DCA 1985) (Affirming the trial court order requiring the current property owner and numerous

prior property owners and operators to all participate in the cleanup of the environmental

problems at the property at issue).

5) The County is clearly entitled to injunctive relief in this matter to address and

correct the violations found by the EQCB. This Court must then decide what the appropriate

relief should be that would address and correct the violations found by the EQCB.

The EQCB Order specifically did not determine the extent of the violations on the

property. In order to craft an appropriate resolution of the violations, it will be necessary to

determine the full extent of the violations.

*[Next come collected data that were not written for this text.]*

PR #6602, opened 2023-01-04
Support per-note detuning and panning with Sf2 Player

DomClark:
See title. Panning only works with FluidSynth >= 2.0, unfortunately, since that's when the `GEN_CUSTOM_BALANCE` generator was introduced. There is a `GEN_PAN` generator that works with older versions, but the channel attenuation doesn't match that of LMMS's other native instruments.

I have introduced an `ArrayVector` class in this PR that is effectively a `std::vector` equivalent that stores its elements like `std::array` does. There are numerous third-party implementations out there, but I couldn't find one that was both maintained and didn't come as part of a massive library of things we don't need. (There's even a C++ standards proposal for one, but I don't believe it has been incorporated yet, so we probably won't see it until C++26 at the earliest.) I've wanted a container like this for a couple of purposes, and as the rest of this PR was quite small, I thought it would be a good place to introduce it. It allows vector-like operation without heap allocations, so is useful in real-time code.


Monospace-V:
I am wondering if older files with (non-working) detuning on sf2 player will play as intended? I believe previous behaviour was to play the note it happened to be at the start, and any 50 cents detuning rounded off.

image
(This would play an F.)

I have checked and found files where my SF2 player has pitch bend on the piano roll, possibly because I copied them over from a different instrument.
image
Is it possible to retain compatibility, or will all existing old files need to be manually modified for sounding like they did before?

YohananDiamond:
I'm not sure on how LMMS handles old version files, but maybe there could be a pop up that asks if you want one thing or the other (converting it to an accurate version of the pattern accordingly)

messmerd:
I think we should either bump the required FluidSynth version to 2.0 or later, or provide a warning in the CMake output when per-note panning is not supported.

The CMake output currently looks like:
```
* SoundFont2 player           : OK
```
But if we do not bump the FluidSynth version, it should read something like:
```
* SoundFont2 player           : OK (per-note panning enabled)

[...or...]

* SoundFont2 player           : OK (FluidSynth version < 2.0: Per-note panning disabled)
```

DomClark:
> I think we should either bump the required FluidSynth version to 2.0 or later, or provide a warning in the CMake output when per-note panning is not supported.

This sounds like a good idea. Linux, Mac, and MSVC builds use the FluidSynth version from their respective package managers, which is already at least 2.0 for Mac and MSVC. Linux builds are still on Ubuntu 18.04, which has 1.1.9, but when we upgrade to 20.04 (which we can now do), we'll get 2.1.1. MinGW builds are trickier, as these use a custom PPA which tobydox builds for us, and currently have version 1.1.8. I don't know whether we'll be able to switch to MSVC builds for Windows releases before we get to the RC stage for 1.3, or whether we should contact tobydox for an updated FluidSynth version.

> I am wondering if older files with (non-working) detuning on sf2 player will play as intended? [...] Is it possible to retain compatibility, or will all existing old files need to be manually modified for sounding like they did before?

It will certainly sound different from before. Which one is intended is a different question, and the answer may depend on the particular user and project. I'm inclined to avoid removing anything from the project automatically if the user might want it - it's a lot easier for them to remove it themselves than add it back. Plus, this depends on FluidSynth version, not just LMMS version, so sharing projects between identical LMMS versions could still sound inconsistent.

> Maybe there could be a pop up that asks if you want one thing or the other

I would rather not add user interaction to the project loading code - it would complicate command-line rendering for one thing, as well as adding some GUI dependency into the core, which is undesirable for technical reasons.

If removing unwanted automation does turn out to be tedious, I would instead suggest a context menu item or button within the song editor or piano roll to remove all per-note automation from a clip. Feedback on this idea, or better ideas, are welcome.

include/ArrayVector.h
```diff
@@ -0,0 +1,388 @@
...
+	{
+		assert(count <= N);
+		std::uninitialized_fill_n(begin(), count, value);
+	}
+
+	explicit ArrayVector(size_type count) noexcept(std::is_nothrow_default_constructible_v<T>) :
+		m_size{count}
+	{
+		assert(count <= N);
+		std::uninitialized_value_construct_n(begin(), count);
```
sakertooth, line 100: Wouldn't ``std::uninitialized_value_construct_n`` still allocate using ``new`` but just voidify the memory?

DomClark: It uses placement new, so there is no additional allocation involved.

plugins/Sf2Player/Sf2Player.cpp
```diff
@@ -683,10 +714,10 @@ void Sf2Instrument::playNote( NotePlayHandle * _n, sampleFrame * )
 		pluginData->midiNote = midiNote;
 		pluginData->lastPanning = 0;
 		pluginData->lastVelocity = _n->midiVelocity( baseVelocity );
-		pluginData->fluidVoice = nullptr;
 		pluginData->isNew = true;
 		pluginData->offset = _n->offset();
 		pluginData->noteOffSent = false;
+		pluginData->panning = std::clamp(PanningLeft, _n->getPanning(), PanningRight);
```
sakertooth, line 720: I believe ``_n->getPanning()`` should be the first argument?
```suggestion
		pluginData->panning = std::clamp(_n->getPanning(), PanningLeft, PanningRight);
```

tests/main.cpp
```diff
@@ -16,7 +16,7 @@ int main(int argc, char* argv[])
 	int failed = 0;
 	for (QTestSuite*& suite : QTestSuite::suites())
 	{
-		failed += QTest::qExec(suite, argc, argv);
+		if (QTest::qExec(suite, argc, argv) != 0) { ++failed; }
```
sakertooth, line 19: Probably out of scope?

plugins/Sf2Player/Sf2Player.cpp
DomClark: It should indeed. I think I can remove the clamp instead though - it looks like `Note` enforces the bound itself.

tests/main.cpp
DomClark: I can see that point of view, and can revert it if you want. However, I'm not sure it warrants its own PR. and this PR does at least touch the tests, so it's not entirely irrelevant.

I don't think I've mentioned the reason for the change, so I'll explain it here. The [documentation for `QTest::qExec`](https://doc.qt.io/qt-5/qtest.html#qExec) states "this function returns 0 if no tests failed, or a value other than 0 if one or more tests failed or in case of unhandled exceptions". As such, this is a more appropriate way to use it than the original, where the specific non-zero value was relevant. In practise, it seems to return the number of tests in the suite which failed, which is not useful when trying to count the number of failed suites, not tests. I made this fix when I got a nonsensical output while developing the tests included in this PR.

sakertooth: > In practise, it seems to return the number of tests in the suite which failed, which is not useful when trying to count the number of failed suites, not tests.

I do agree. It seems more realistic to count the number of suites that failed rather than the number of failed tests in each suite. Also, the documentation stating "this function returns 0 if no tests failed, or a value other than 0 if one or more tests failed or in case of unhandled exceptions" doesn't really guarantee that it will return a specific kind of number on failure (i.e., # of failed tests), just non-zero, and that should be the only thing we depend on. Feel free to keep the change, I don't really mind :+1:.

sakertooth (approved):

include/ArrayVector.h
```diff
@@ -0,0 +1,388 @@
...
+ *
+ * You should have received a copy of the GNU General Public
+ * License along with this program (see COPYING); if not, write to the
+ * Free Software Foundation, Inc., 51 Franklin Street, Fifth Floor,
+ * Boston, MA 02110-1301 USA.
+ *
+ */
+
+#ifndef ARRAY_VECTOR_H
+#define ARRAY_VECTOR_H
```
messmerd, line 26:
```suggestion
#ifndef LMMS_ARRAY_VECTOR_H
#define LMMS_ARRAY_VECTOR_H
```

include/ArrayVector.h
```diff
@@ -0,0 +1,388 @@
...
+	friend bool operator!=(const ArrayVector& l, const ArrayVector& r) { return !(l == r); }
+
+private:
+	alignas(T) std::byte m_data[std::max(N * sizeof(T), std::size_t{1})]; // Intentionally a raw array
+	size_type m_size = 0;
+};
+
+} // namespace lmms
+
+#endif // ARRAY_VECTOR_H
```
messmerd, line 388:
```suggestion
#endif // LMMS_ARRAY_VECTOR_H
```

messmerd (approved):
LGTM. No problems found while testing.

Based upon the foregoing, it is hereby;

ORDERED AND ADJUDGED, that Miami-Dade County’s Motion for Preliminary

Injunctive Relief is GRANTED. The Defendant, John E. Dubois, shall engage appropriate and

competent professional consultants to assess the degree and extent of each of the violations

found to exist by the EQCB Order using standard industry practices. Said assessment shall

include the re-establishment, by a professional land surveyor, of the site’s mean high water line

and jurisdictional wetland boundaries as depicted in the Defendant’s pre-construction survey and

site plan submitted to Miami-Dade County as part of the building permit process for his

residence. This re-establishment shall be done by field marking the mean high water line and

wetland boundaries with survey stakes or similar. Upon the completion of the assessment, the

Defendant, through appropriate consultants shall submit to Miami-Dade County DERM a report

setting forth the full degree and extent of the violations and the methodology for finding and

determining the degree and extent. In addition, the report shall include approvable

recommendations for the proper methodology to correct the violations, through restoration,

remediation, mitigation or such other means as may be legally and environmentally appropriate

and in accordance with the requirements of Chapter 24 of the Miami-Dade County Code. Said

report shall be submitted within 60 days of this Order.

This Order shall remain in full force and effect until complied with or until modified or

terminated by further order of this Court and upon appropriate notice.

The County, being a political subdivision of the State of Florida, the necessity of a bond

is waived in accordance with Rule 1.610(b) Fla. R Civ. Pro (2013).

DONE AND ORDERED in Chambers at Miami-Dade County, Florida this __________

day of _______________2014.

DONE AND ORDERED in Chambers at Miami-

Dade County, Florida, on 03/18/14.

_____________________________ SARAH ZABEL CIRCUIT COURT JUDGE

No Further Judicial Action Required on THIS MOTION CLERK TO RECLOSE CASE IF POST JUDGMENT

The parties served with this Order are indicated in the accompanying 11th Circuit email confirmation which includes all emails provided by the submitter. The movant shall IMMEDIATELY serve a true and correct copy of this Order, by mail, facsimile, email or hand-delivery, to all parties/counsel of record for whom service is not indicated by the accompanying 11th Circuit confirmation, and file proof of service with the Clerk of Court. Signed original order sent electronically to the Clerk of Courts for filing in the Court file.